Tidak ada korban jiwa yang dilaporkan. Namun, operator tur menggambarkan situasi tersebut sebagai "parah. Ribuan wisatawan dilaporkan tidak dapat berangkat karena armada yang tersisa tidak mencukupi permintaan, lapor Kantor Berita Thailand.
Meski beberapa perusahaan mendapat kapal pengganti, banyak tur dibatalkan, dengan operator menyebut kebakaran tersebut sebagai "yang terbesar di daerah tersebut." Saksi mata mengaku mendengar ledakan di salah satu perahu cepat sebelum angin kencang mengipasi api dan menyebarkannya ke kapal-kapal di dekatnya, menurut The Nation Thailand.
Polisi dan petugas penyelamat diberitahu sekitar pukul 4 pagi. Petugas pemadam kebakaran dari empat kotamadya dikerahkan untuk mengendalikan kobaran api, memotong tali tambat untuk memisahkan kapal-kapal tersebut.
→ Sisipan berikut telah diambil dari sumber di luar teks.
PR #430, opened 2022-07-28
fix(jsx): Fix for JSX checked and selected props

### LINKED ISSUE #427: `checked` in JSX middleware
When I want to set the value of attributes according to the condition which is true or false, it is to be:

```tsx
<input value={true ? 'foo' : 'bar'} />
```

But how can I make the checkbox to be unchecked?
Can I render `checked` if it is true, or **do not** render the `checked` if it is false:

I want to make the below tag:

```tsx
<input type='checkbox' checked /> <!-- If true -->
<input type='checkbox' /> <!-- If false -->
```

But, I can't:

```tsx
<input type='checkbox' checked={false}/> <!-- NG: It will be checked -->
<input type='checkbox' {true ? 'checked' : ''}/> <!-- NG: Syntax error, and it will be checked -->
```

How can I remove `checked` if it is false? I think we should implement it.

Ref: [html - What values for checked and selected are false? - Stack Overflow](https://stackoverflow.com/questions/4228658/what-values-for-checked-and-selected-are-false)

digitalmio:
Fixes #427:
- `checked` and `selected` will not be rendered when set to false
- `checked="checked"` and `selected="selected"` will be rendered when no value set or set to `true`

### DIFF
--- a/src/middleware/jsx/index.test.tsx
+++ b/src/middleware/jsx/index.test.tsx
@@ -75,19 +75,49 @@ describe('render to string', () => {
     })
   })
 
-  describe('Special case for input "checked" and "selected" params', () => {
+  describe('Special case for input boolean params', () => {
     it('default prop value for checked', () => {
       const template = <input type='checkbox' checked />
-      expect(template.toString()).toBe('<input type="checkbox" checked="checked"/>')
+      expect(template.toString()).toBe('<input type="checkbox" checked=""/>')
     })
 
     it('default prop value for checked={true}', () => {
       const template = <input type='checkbox' checked={true} />
-      expect(template.toString()).toBe('<input type="checkbox" checked="checked"/>')
+      expect(template.toString()).toBe('<input type="checkbox" checked=""/>')
     })
 
     it('no prop for checked={false}', () => {
       const template = <input type='checkbox' checked={false} />
+      expect(template.toString()).toBe('<input type="checkbox"/>')
+    })
+
+    it('default prop value for disabled', () => {
+      const template = <input type='checkbox' disabled />
+      expect(template.toString()).toBe('<input type="checkbox" disabled=""/>')
+    })
+
+    it('default prop value for disabled={true}', () => {
+      const template = <input type='checkbox' disabled={true} />
+      expect(template.toString()).toBe('<input type="checkbox" disabled=""/>')
+    })
+
+    it('no prop for disabled={false}', () => {
+      const template = <input type='checkbox' disabled={false} />
+      expect(template.toString()).toBe('<input type="checkbox"/>')
+    })
+
+    it('default prop value for readonly', () => {
+      const template = <input type='checkbox' readonly />
+      expect(template.toString()).toBe('<input type="checkbox" readonly=""/>')
+    })
+
+    it('default prop value for readonly={true}', () => {
+      const template = <input type='checkbox' readonly={true} />
+      expect(template.toString()).toBe('<input type="checkbox" readonly=""/>')
+    })
+
+    it('no prop for readonly={false}', () => {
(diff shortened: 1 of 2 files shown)


src/middleware/jsx/index.ts
```diff
@@ -54,6 +54,11 @@ const jsxFn = (
       continue
     } else if (v === null || v === undefined) {
       continue
+    } else if (['checked', 'selected'].includes(propsKeys[i]) && v === false) {
```
yusukebe, line 57: I've investigated HTML specs. There are other boolean attributes, `disabled`, `readonly` and`multiple`.
See: https://stackoverflow.com/questions/706384/boolean-html-attributes
Lets' add them.

src/middleware/jsx/index.test.tsx
```diff
@@ -75,6 +75,50 @@ describe('render to string', () => {
     })
   })
 
+  describe('Special case for input "checked" and "selected" params', () => {
+    it('default prop value for checked', () => {
+      const template = <input type='checkbox' checked />
+      expect(template.toString()).toBe('<input type="checkbox" checked="checked"/>')
```
yusukebe, line 81: I think it's better to render the attribute with no value like the below:

```
<input type="checkbox" checked/>'
```

yusukebe:
Hi @digitalmio !

Thank you so much! I really want this!
I've commented on some things. Please check out.

src/middleware/jsx/index.test.tsx
usualoma: I think the following result is better here

```
<input type="checkbox" checked="" />
```

In #378, we made it possible to parse a rendered string as XML, just like in React, so I think it is better to adopt empty string for boolean attributes as well.

https://developer.mozilla.org/en-US/docs/Web/HTML/Attributes#boolean_attributes

usualoma:
Hi, @digitalmio, @yusukebe.

Thank you!
I also commented on one point.
Best regards!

Air surut awal membatasi akses ke dermaga, menunda upaya memadamkan api. Setelah api berhasil dikendalikan, Gubernur Phuket Nirat Pongsitthaworn memerintahkan agar kapal-kapal yang rusak dipindahkan dan busa pemadam kebakaran dikerahkan untuk mencegah puing-puing dan bahan bakar mencemari laut, lapor Bangkok Post.
Penyelidikan Kebakaran
Gubernur Phuket memuji tim penyelamat karena dengan cepat mengisolasi kapal-kapal yang terbakar. Ia mengatakan bahwa api bisa saja menyebar ke lebih dari 1.000 kapal wisata lain yang terisi penuh bahan bakar di Teluk Chalong.
Polisi dan petugas forensik telah ditugaskan untuk menyelidiki insiden tersebut. Salah satunya dengan meninjau rekaman CCTV dari dermaga dan daerah sekitarnya untuk menentukan penyebab kebakaran itu.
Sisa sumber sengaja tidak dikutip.